PR #397, opened 2019-11-14
build: Add checks for new enough Flatpak version

hadess:
Otherwise building will fail when creating the docs with some missing
files.

```
warning: failed to load external entity "/builddir/xdg-desktop-portal/doc/portal-org.freedesktop.portal.Flatpak.UpdateMonitor.xml"
/builddir/xdg-desktop-portal/doc/portal-docs.xml:116: element include: XInclude error : could not load /builddir/xdg-desktop-portal/doc/portal-org.freedesktop.portal.Flatpak.UpdateMonitor.xml, and no fallback was found
```

### DIFF
--- a/autogen.sh
+++ b/autogen.sh
@@ -1,6 +1,30 @@
 #!/bin/sh
 # Run this to generate all the initial makefiles, etc.
 
+REQUIRED_FLATPAK_VERSION=1.5.0
+
+check_flatpak() {
+        # This check is only needed when building from git, as
+        # the tarball carries a copy of a new enough file
+        if ! pkg-config --exists flatpak; then
+                echo "*** flatpak $REQUIRED_FLATPAK_VERSION required ***"
+                exit 1
+        fi
+        if ! pkg-config --atleast-version $REQUIRED_FLATPAK_VERSION flatpak; then
+                FLATPAK_VERSION=$(pkg-config --modversion flatpak)
+                echo "*** flatpak $REQUIRED_FLATPAK_VERSION required, $FLATPAK_VERSION found ***"
+                exit 1
+        fi
+}
+
+# Check whether docs are enabled, and if so, require the newest
+# Flatpak so that docs can be built
+for i in "$@"; do
+        if [ x"$i" = x"--enable-docbook-docs" ]; then
+                check_flatpak
+        fi
+done
+
 test -n "$srcdir" || srcdir=`dirname "$0"`
 test -n "$srcdir" || srcdir=.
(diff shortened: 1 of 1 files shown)


hadess:
The build fails because:
- Flatpak doesn't look like it's being installed at all (?)
- There's no new enough Flatpak [in Ubuntu](https://packages.ubuntu.com/search?keywords=flatpak&searchon=names&suite=all&section=all) or in [Alex' PPA](https://launchpad.net/~alexlarsson/+archive/ubuntu/flatpak)

matthiasclasen:
I don't think that is right though.
We need to build with every flatpak version going back to 1.0.

hadess:
>  We need to build with every flatpak version going back to 1.0.

That's for the git version, to bring in the necessary xml D-Bus interface file. The dist'ed version should still compile with older versions. You cannot compile xdg-desktop-portal against an old flatpak. I wasted an hour trying to find out what was missing. As per the error message in the commit message.

hadess:
For `portal-org.freedesktop.portal.Flatpak.UpdateMonitor.xml` to be created, you need `org.freedesktop.portal.Flatpak.xml` to exist, and to contain an `UpdateMonitor` interface.

`org.freedesktop.portal.Flatpak.xml` is part of `EXTRA_DIST` so a new enough version of it will be in the tarball, whichever version of Flatpak is installed on the system.

If however a git version is built, then `org.freedesktop.portal.Flatpak.xml` will be fetched from the user's flatpak installation. Which might be older than 1.5 and thus not contain the `UpdateMonitor` interface, leading to the error mentioned in the commit message.

In short:
- you can build against an older flatpak if you're building from a tarball
- you can't build against an older flatpak if you're building from git

Hence the flatpak version check in `autogen.sh` rather than in the configure script.

Another possible solution would be to ship org.freedesktop.portal.Flatpak.xml in git and update it when Flatpak grows a new interface that you need to process.

matthiasclasen:
Ah, right. Build from git is affected.

matthiasclasen:
Sadly, this breaks the ci builds, which use the stable flatpak from the ppa.

Could we arrange for the version check to only happen if the doc build is enabled ?

hadess:
> Could we arrange for the version check to only happen if the doc build is enabled ?

I can do that (or something good enough for our use) but dist would be broken then.

hadess:
Note that I ran the script through shellcheck to make sure that it would work under `sh` rather than just under `bash`, just to be sure.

::::::::

> [EXERCISE AIM]:
For each line in the records that holds "than", show that line as it stands.

> [SOLUTION TO THIS EXERCISE]:
If however a git version is built, then `org.freedesktop.portal.Flatpak.xml` will be fetched from the user's flatpak installation. Which might be older than 1.5 and thus not contain the `UpdateMonitor` interface, leading to the error mentioned in the commit message.
Hence the flatpak version check in `autogen.sh` rather than in the configure script.
Note that I ran the script through shellcheck to make sure that it would work under `sh` rather than just under `bash`, just to be sure.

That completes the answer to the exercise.